__Exercise directions__
Give back exactly the lines of the material below that start at the line containing "3. The code" and end at the line containing "reduction_arguments = attr.ib(default=None)", and no others.

__Input data__

PR #557, opened 2020-05-15
Integrate Message to data_ready (and revert variable names)

JEThompson97:
### Summary of work
- This PR integrates the Message class into `queue_processor.data_ready`
- In order to allow systemtests to pass following this change, the code is updated where necessary to accommodate the Message class usage.
- In addition, this PR reverts variable message names to their original dictionary keys.
  * These will be refactored in a later issue

Part of #512 

**Before merging ensure the release notes have been updated**

PR #567, opened 2020-05-19
Refactor ppa 'do not overwrite' handling

### LINKED ISSUE #564: Refactor "do not overwrite" code in PPA
Issue raised by: [developer]

### What?
- The code within `post_process_admin.reduce` which handles the case where the data contains `{"overwrite":None}` does not work
  * It removes the 'autoreduced' component of the path for some reason.
  * This points to a directory we don't have permissions to,
- This 'no-overwrite handling' should be refactored into a separate method which works and does the following:
  
1. Searches the target directory for any datafile(s) associated with the given run.
_Note: Multiple versions of the same run should always have files appended with the version number. 
i.e. `/autoreduced/<run number>/<version number>`_
2. If any exist, return a new path with with 1+ the highest version number amongst the files
3. The code within reduce will then handle creation of the log directory (by appending `reduction_log/`
___
#### Looking ahead
- After the new ORM has been implemented, the database should be used to determine the new version number instead of existing files
- This is to ensure the version number on the database matches the file name. And to avoid user filename edits resulting in incorrect _next version numbers_

### Where?
`queue_processors/autoreduction_processor/post_process_admin.reduce`

### How?
- This was discovered during work on #557

- Check the 'no-overwrite handling' functionality works as expected

JEThompson97:
### Summary of work
- This PR refactors the code which handles cases where the overwrite flag is False/None in `post_process_admin.reduce`
- The old implementation was broken, but never used until changes to other areas of the code were changed (#557)
- _Note: to enable this code to run, additional changes were required._
  * Due to the Message class having been integrated into manual submission (#542), the data dictionary passed to PPA contained a full set of keys.
  * The previous code only checked whether a `message` key existed. This PR extended this by checking whether the value was `None`.
  * Additionally, since message cannot be null in the DB, this PR converts a None `message` to `=""`
    * This is an open question regarding where in the code this should occur.
___
- Additionally, this PR cherry-picks commits from #557 which revert the data_dict keys (/Message attributes) to their original names

### How to test your work
- Pull the code to the dev server
- Perform a manual submission
- Ensure the run completes without error

### Additional comments
 

Fixes #564

### DIFF
--- a/message/job.py
+++ b/message/job.py
@@ -31,7 +31,7 @@ class Message:
     instrument = attr.ib(default=None)
     rb_number = attr.ib(default=None)
     started_by = attr.ib(default=None)
-    file_path = attr.ib(default=None)
+    data = attr.ib(default=None)
     overwrite = attr.ib(default=None)
     run_version = attr.ib(default=None)
     job_id = attr.ib(default=None)
@@ -39,8 +39,13 @@ class Message:
     reduction_arguments = attr.ib(default=None)
     reduction_log = attr.ib(default=None)
     admin_log = attr.ib(default=None)
-    return_message = attr.ib(default=None)
+    message = attr.ib(default=None)
     retry_in = attr.ib(default=None)
+
+    reduction_data = attr.ib(default=None)
+    run_description = attr.ib(default=None)
+    error = attr.ib(default=None)
+
 
     def serialize(self, indent=None):
         """
--- a/message/job.py
+++ b/message/job.py
@@ -25,8 +25,6 @@ class Message:
     A class that represents an AMQ Message.
     Messages can be serialized and deserialized for sending messages to and from AMQ
     """
-    # Note: Attributes default to None, but when sent to the DB, they cannot be null.
-    #   Perhaps could add check in QueueClient before sending, or change the defaults here.
     description = attr.ib(default=None)
     facility = attr.ib(default=None)
     run_number = attr.ib(default=None)
--- a/message/job.py
+++ b/message/job.py
@@ -25,6 +25,8 @@ class Message:
     A class that represents an AMQ Message.
     Messages can be serialized and deserialized for sending messages to and from AMQ
     """
+    # Note: Attributes default to None, but when sent to the DB, they cannot be null.
+    #   Perhaps could add check in QueueClient before sending, or change the defaults here.
     description = attr.ib(default=None)
     facility = attr.ib(default=None)
     run_number = attr.ib(default=None)
--- a/queue_processors/autoreduction_processor/post_process_admin.py
+++ b/queue_processors/autoreduction_processor/post_process_admin.py
@@ -31,6 +31,7 @@ import importlib.util as imp
 from sentry_sdk import init
 
 # pylint:disable=no-name-in-module,import-error
+from paths.path_manipulation import append_path
 from queue_processors.autoreduction_processor.settings import MISC
 from queue_processors.autoreduction_processor.autoreduction_logging_setup import logger
 from queue_processors.autoreduction_processor.timeout import TimeOut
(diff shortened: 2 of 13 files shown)


queue_processors/autoreduction_processor/post_process_admin.py
```diff
@@ -394,6 +373,25 @@ def reduce(self):
                         prettify(self.data))
             logger.info("Reduction job successfully complete")
 
+    def _new_reduction_data_path(self, path):
+        logger.info("_new_reduction_data_path argument: %s", path)
+        # if there is an 'overwrite' key/member with a None/False value
+        if 'overwrite' in self.data and not self.data["overwrite"]:
+            if os.path.isdir(path):           # if the given path already exists..
+                contents = os.listdir(path)
+                highest_vers = 0
```
ElliotAOram, line 382: can we set this to `-1`? The minimum version in autoreduction is 0 so in the code below if you can't find a higher number it will increment on 0 so lowest version will be 1. but if we start at -1 then default will be 0.

queue_processors/autoreduction_processor/post_process_admin.py
```diff
@@ -222,30 +223,8 @@ def reduce(self):
...
-                            else:
-                                maximum = 1
-                    if maximum == 0:
-                        new_path = new_path + 'autoreduced'
-                    else:
-                        new_path = new_path + 'autoreduced' + str(maximum) + '/'
-                    final_result_dir = new_path
-                    final_log_dir = new_path + 'reduction_log/'
+            final_result_dir = self._new_reduction_data_path(final_result_dir)
+            final_log_dir = append_path(final_result_dir, ['reduction_log'])
```
ElliotAOram, line 227: good use of append path to avoid OS conflicts :)

queue_processors/autoreduction_processor/post_process_admin.py
JEThompson97: Can we chat about this? Just to confirm I'm on the same page

JEThompson97:
@ElliotAOram I've tested the changes (3 times) on Dev - reduction job successfully completing with expected folder structure
image
I've dotted comments about the code (starting with _"Note:"_) regarding the fix I've made, different options, and other implications

message/job.py
```diff
@@ -25,23 +25,30 @@ class Message:
     A class that represents an AMQ Message.
     Messages can be serialized and deserialized for sending messages to and from AMQ
     """
+    # Note: Attributes default to None, but when sent to the DB, they cannot be null.
+    #   Perhaps could add check in QueueClient before sending, or change the defaults here.
```
ElliotAOram, line 29: Really we want message to be nullable in the database. can you change this in the model? (`WebApp/autoreduce_webapp/reduction_viewer/models.py :: L65`)

queue_processors/autoreduction_processor/post_process_admin.py
```diff
@@ -284,7 +264,9 @@ def reduce(self):
                 raise exp
 
             self.data['reduction_data'] = []
-            if "message" not in self.data:
+            # Note: Open question: where to set Message=""
+            #  (here? QueueClient.send? Message class? allow null in DB?)
+            if "message" not in self.data or self.data["message"] is None:
```
ElliotAOram, line 269: Changing this in the DB as suggested above should remove the need to do this

queue_processors/autoreduction_processor/post_process_admin.py
```diff
@@ -388,12 +372,37 @@ def reduce(self):
 
         else:
             # reduction has successfully completed
+            self.data["message"] = ""   # Note: this assignment is redundant but precautionary
```
ElliotAOram, line 375: Again can be removed with db change

queue_processors/autoreduction_processor/tests/test_post_process_admin.py
```diff
@@ -39,8 +40,8 @@ def test_windows_to_linux_autoreduce_path(self):
         self.assertEqual(actual, '/temp/data/some/more/path.nxs')
 
 
-class TestPostProcessAdmin(unittest.TestCase):
-
+class TestPostProcessAdmin(unittest.TestCase):  # pylint:disable=too-many-public-methods
```
ElliotAOram, line 43: Move this pylint comment to line above

ElliotAOram:
Checked on dev machines and all seems good :shipit:

PR #568, opened 2020-05-19
Create client for django orm use

### LINKED ISSUE #548: Remove SQLAlchemy ORM from Database client
Issue raised by: [developer]

### What?
* Database client currently uses the SQLAlchemy ORM
* Replace this with DjangoORM model
* Replace references to their use where required. 

### Where?
Database_client

### How?
part of #546 

* ensure all unit tests still pass
* Ensure data is correctly retrieved from the database (manual submission on dev should do this)
* Ensure the SQLAlchemy use is removed from the `database_client.py`

ElliotAOram:
### Summary of work
* In order to stagger the implementation, I have created a client for the django ORM
* We should be able to start using this in different areas of the code base (will implement in separate issues) and then remove the old ORM once we have full coverage with the new ORM. 

### How to test your work
* unit tests
* code review
* functional tests will be easier when we start  to implement

### Additional comments
* Will create new issues for integration with different sections of the code base

Fixes #548 

### DIFF
--- a/utils/clients/django_database_client.py
+++ b/utils/clients/django_database_client.py
@@ -1,0 +1,68 @@
+# ############################################################################### #
+# Autoreduction Repository : https://github.com/ISISScientificComputing/autoreduce
+#
+# Copyright &copy; 2020 ISIS Rutherford Appleton Laboratory UKRI
+# SPDX - License - Identifier: GPL-3.0-or-later
+# ############################################################################### #
+"""
+Creates a database session for the reduction database
+"""
+import logging
+
+from model.database import DjangoORM
+from utils.clients.connection_exception import ConnectionException
+from utils.project.static_content import LOG_FORMAT
+from utils.project.structure import get_log_file
+
+logging.basicConfig(filename=get_log_file('django_database_client.log'), level=logging.INFO,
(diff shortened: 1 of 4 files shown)


utils/clients/django_database_client.py
```diff
@@ -0,0 +1,66 @@
...
+                    format=LOG_FORMAT)
+
+
+class DatabaseClient:
+    """
+    Single access point for the mysql database
+    """
+
+    data_model = None
+    variable_model = None
```
JackEAllen, line 27: NIT: Would it be worth moving data_model and  variable_model inside an __init__ method with a private prefix and adding parameter descriptions?
```
class DatabaseClient:
    """
    Single access point for the mysql database
    """
    def __init__(self, data_model, variable_model):
        """
        :param data_model: 
        :param variable_model: 
        """
        self._data_model = data_model
        self._variable_model = variable_model
```

Or just adding comments to describe both variables?

ElliotAOram: I think just adding comments in this case is sufficient. We don't actually want them to be private. Whilst I'll add some common access functions, complex queries will just be using the models directly. Either way I shall ad some comments to them

Issue #480, opened 2020-02-26
IMPLEMENT: Plot Handler


ElliotAOram:
Issue raised by: [project requirement]

### What?
Implement the plotHandler class- which acts as the controller for the plot functionality. This class is responsible for:
* Getting the plotting file (via the SFTP client #470)
* Getting the plot type from the autoreduction database (via the database client)
* Getting the associated plotting meta data file (#474)
* Instructing the Plotting factory to build an IFrame based on the above

This class must be accompanied by a full set of test cases. Given the `How to test` section below, it may be better to develop this with TestDrivenDevelopment. 

This implementation should match the design:

![image](https://user-images.githubusercontent.com/13132128/75336811-b3e04180-5883-11ea-9471-d2d0459f7548.png)

### Where?
This will be a new class in the plotting module

### How to test the issue is resolved
* Try running the following scripts and ensure their outputs:
```
iframe = PlotHandler('MARI', rb_number=1968049).construct plot()
> NotImplementedError "Plotting of RB numbers are not currently supported, please specify a run number"

iframe = PlotHandler('MARI', run_number=27070).construct_plot()
# Should return a string representation of a iframe that will show the data for this run
# Discuss this with whoever implements the plotting factory + plotting meta language

iframe = PlotHandler('MARI', run_number=1).construct_plot()
> RuntimeError "Unable to find run number 1 in the autoreduction database"

iframe = PlotHandler('Fake instrument', run_number=27070).construct_plot()
> RuntimeError "Unable to find instrument 'Fake Instrument` in the autoreduction database"
```

keiranjprice101:
closed in #573

PR #573, opened 2020-05-20
504 plothandler imageonly

franzlang:
### Summary of work

1. added plotting/plot_handler.py which contains the PlotHandler class
The PlotHandler class can now check if a plot file exists already and retrieve it in that case. 
added unittests for PlotHandler class
inserted a call to PlatHandler in reduction_viewer/views.py in the location where it should be called

### How to test your work
run the tests in plotting/tests/test_plot_handler.py


plotting/plot_handler.py
```diff
@@ -0,0 +1,107 @@
...
+    """
+
+    def __init__(self, instrument_name, rb_number, run_number, plot_type=None):
+        self.instrument_name = instrument_name
+        self.rb_number = rb_number
+        self.run_number = run_number
+        if plot_type is None:
+            # list of plot types the handler looks for if none is provided; it searches for the types in the order of
+            # the list and selects the first one that exists. In future: could add vector graphics (.pdf, .eps)
+            self.plot_type = ["png", "jpg", "bmp", "gif", "tiff"]
```
JEThompson97, line 39: Since `self.plot_type` is a list, I'd change it to `self.plot_types` (plural)
Or perhaps even `self.file_extensions` would be more accurate? Unless this can take file names as well as extensions

JEThompson97, line 39: Might it be more accurate to include dots ('.') at the beginning of each string? Just for the sake of a more refined regex

plotting/plot_handler.py
```diff
@@ -0,0 +1,107 @@
...
+    def _check_for_plot_files(self):
+        """
+        Searches the CEPH directory for existing plot files using the directory specified by instrument_name, rb_number,
+        run_number, and a regular expression for the file name based on the instrument_name, run_number and plot_type.
+        """
+        # start sftpclient
+        client = SFTPClient()
+        # initialise list to store names of existing files matching the search
+        _found_files = []
+        for plot_type_i in self.plot_type:
```
JEThompson97, line 75: I would change `plot_type_i` to something like `plot_type` or simply `type`.
Just because this value will be the item within the list, rather than an index.

plotting/plot_handler.py
```diff
@@ -0,0 +1,107 @@
...
+        if len(self._existing_plot_files) == 0:  # no existing file was found
+            return []  # return an empty list for now
+        else:  # if one or more existing files were found, use the first one (order of items in plot_type affects this)
+            _ceph_path = self._rbfolder + self._existing_plot_files[0]
+            # in case the local path to which the file gets copied to needs to be specified
+            _local_path = None
+            # create sftpclient object and try to retrieve the file
+            client = SFTPClient()
+            try:
+                client.retrieve(server_file_path=_ceph_path, local_file_path=_local_path, override=True)
```
JEThompson97, line 99: I'd be inclined to put a `LOGGER.info` something along the lines of
"_<local_file_path> saved._"

plotting/plot_handler.py
```diff
@@ -0,0 +1,107 @@
...
+            except RuntimeError:
+                logging.error("file does not exist")
```
JEThompson97, line 101: Because you've saved your logger as `LOGGER` (line 17), I believe **all** log statements need to begin with
`LOGGER.` rather than `logging.`

plotting/tests/test_plot_handler.py
```diff
@@ -0,0 +1,204 @@
...
+        # check that the sftpclient.get_filenames method was called with the right parameters
+        mock_get_filenames.assert_any_call(server_dir_path="/instrument/WISH/RBNumber/RB87654321/4321/autoreduced/",
+                                           regex="WISH4321*.png")
+        mock_get_filenames.assert_any_call(server_dir_path="/instrument/WISH/RBNumber/RB87654321/4321/autoreduced/",
+                                           regex="WISH4321*.jpg")
+        mock_get_filenames.assert_any_call(server_dir_path="/instrument/WISH/RBNumber/RB87654321/4321/autoreduced/",
+                                           regex="WISH4321*.bmp")
+        mock_get_filenames.assert_any_call(server_dir_path="/instrument/WISH/RBNumber/RB87654321/4321/autoreduced/",
+                                           regex="WISH4321*.gif")
+        mock_get_filenames.assert_any_call(server_dir_path="/instrument/WISH/RBNumber/RB87654321/4321/autoreduced/",
```
JEThompson97, line 118: Rather than having this string copied and pasted each time, I would create a variable within `setUp()` for this string, and use that variable name throughout

JEThompson97: I would do this for all constant values used across the test file.
See the `setUp()` method of `utils/clients/tests/test_sftp_client.py` for an example

plotting/plot_handler.py
```diff
@@ -0,0 +1,107 @@
...
+Getting the associated plotting meta data file
+Instructing the Plotting factory to build an IFrame based on the above
+"""
+import logging
+from utils.clients.sftp_client import SFTPClient
+
+LOGGER = logging.getLogger('app')
+
+
+# pylint:disable=line-too-long, no-else-return
```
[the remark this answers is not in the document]
ElliotAOram: Either is fine for line too long

plotting/plot_handler.py
```diff
@@ -0,0 +1,107 @@
...
+        self._existing_plot_files = []
+
+    def _regexp_for_file_name(self, plot_type):
+        """
+        Regular expression used for looking for plot files. It assumes that the file names follow the convention
+        <instrument_abbreviation><run_number>*<.png or other extension>
+        """
+        try:
+            _regexp = self._instrument_dict[self.instrument_name] + str(
+                self.run_number) + "*." + plot_type
```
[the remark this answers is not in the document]
ElliotAOram: Agreed

plotting/plot_handler.py
```diff
@@ -0,0 +1,107 @@
...
+            return _regexp
+        except KeyError:  # if the instrument name does not appear in the dictionary of known instruments
+            LOGGER.info("The instrument name is not recognised")
```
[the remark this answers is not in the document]
ElliotAOram: Yes just return here - we don't want to raise as it will be live and user exposed on the webapp

plotting/plot_handler.py
ElliotAOram: use plot_type rather than type. `type` is a reserved key word in python

plotting/plot_handler.py
```diff
@@ -0,0 +1,107 @@
...
+        Searches the CEPH directory for existing plot files using the directory specified by instrument_name, rb_number,
+        run_number, and a regular expression for the file name based on the instrument_name, run_number and plot_type.
+        """
+        # start sftpclient
+        client = SFTPClient()
+        # initialise list to store names of existing files matching the search
+        _found_files = []
+        for plot_type_i in self.plot_type:
+            # directory where existing plot file(s) would be located
+            ceph_dir = self._rbfolder
```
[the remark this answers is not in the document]
ElliotAOram: I would argue to just use self._rbfolder directly in the loop. can we rename to `self._rb_folder`

plotting/plot_handler.py
ElliotAOram: both actually work but we should use `LOGGER` to be consistent

ElliotAOram:
Agree with @JEThompson97 comments. Will have another look over them after these are fixed. Looks good on the whole though :)

plotting/plot_handler.py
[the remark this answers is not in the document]
franzlang: I kept all the lines within 120 characters according to PEP8. I found the 100 lines from pylint a bit too restrictive in terms of readability in a few places. Happy to refactor lines to conform to 100 max characters.

plotting/plot_handler.py
franzlang: Will make the suggested change. The naming was initially chosen because of issue 480 (https://github.com/ISISScientificComputing/autoreduce/issues/480), but we later realised that we don't really need a get_plot_type method.

franzlang: The regex already adds the dot. I chose this usage as it felt more naturally to me that someone might use the PlotHandler class thinking "I want to look for a png file" rather than "I want to look for a .png file". Either way is fine with me; the change would be easy (_regexp_for_file_name would have to be changed too)

plotting/plot_handler.py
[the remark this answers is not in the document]
franzlang: The pylint 'no-else-return' is actually about the construction:
`if A:
    return A
else:
   do something else`
pylint wants you to write
`if A:
    return A
do something else`
which I personally find less readable.
I have added a return statement to the exception so that a construction of the form 
`if PlotHandler.get_plot_file:`
can be used

plotting/plot_handler.py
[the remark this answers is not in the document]
franzlang: it should have been before the loop, but as Elliot said it did not need to be made that explicit. I have renamed self._rbfolder to self._rb_folder and use that within the loop now.

plotting/plot_handler.py
franzlang: added a 
`LOGGER.info`
line

plotting/plot_handler.py
franzlang: good catch. changed it.

plotting/plot_handler.py
JEThompson97: No problem, go ahead with the way that seems best to you 👍

plotting/plot_handler.py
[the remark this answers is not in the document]
JEThompson97: The code is definitely readable in my opinion so happy for you to stick with the pylint:disables

plotting/plot_handler.py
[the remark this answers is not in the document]
ElliotAOram: Yep this is fine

__Solved exercise__
3. The code within reduce will then handle creation of the log directory (by appending `reduction_log/`
___
#### Looking ahead
- After the new ORM has been implemented, the database should be used to determine the new version number instead of existing files
- This is to ensure the version number on the database matches the file name. And to avoid user filename edits resulting in incorrect _next version numbers_

### Where?
`queue_processors/autoreduction_processor/post_process_admin.reduce`

### How?
- This was discovered during work on #557

- Check the 'no-overwrite handling' functionality works as expected

JEThompson97:
### Summary of work
- This PR refactors the code which handles cases where the overwrite flag is False/None in `post_process_admin.reduce`
- The old implementation was broken, but never used until changes to other areas of the code were changed (#557)
- _Note: to enable this code to run, additional changes were required._
  * Due to the Message class having been integrated into manual submission (#542), the data dictionary passed to PPA contained a full set of keys.
  * The previous code only checked whether a `message` key existed. This PR extended this by checking whether the value was `None`.
  * Additionally, since message cannot be null in the DB, this PR converts a None `message` to `=""`
    * This is an open question regarding where in the code this should occur.
___
- Additionally, this PR cherry-picks commits from #557 which revert the data_dict keys (/Message attributes) to their original names

### How to test your work
- Pull the code to the dev server
- Perform a manual submission
- Ensure the run completes without error

### Additional comments
 

Fixes #564

### DIFF
--- a/message/job.py
+++ b/message/job.py
@@ -31,7 +31,7 @@ class Message:
     instrument = attr.ib(default=None)
     rb_number = attr.ib(default=None)
     started_by = attr.ib(default=None)
-    file_path = attr.ib(default=None)
+    data = attr.ib(default=None)
     overwrite = attr.ib(default=None)
     run_version = attr.ib(default=None)
     job_id = attr.ib(default=None)
@@ -39,8 +39,13 @@ class Message:
     reduction_arguments = attr.ib(default=None)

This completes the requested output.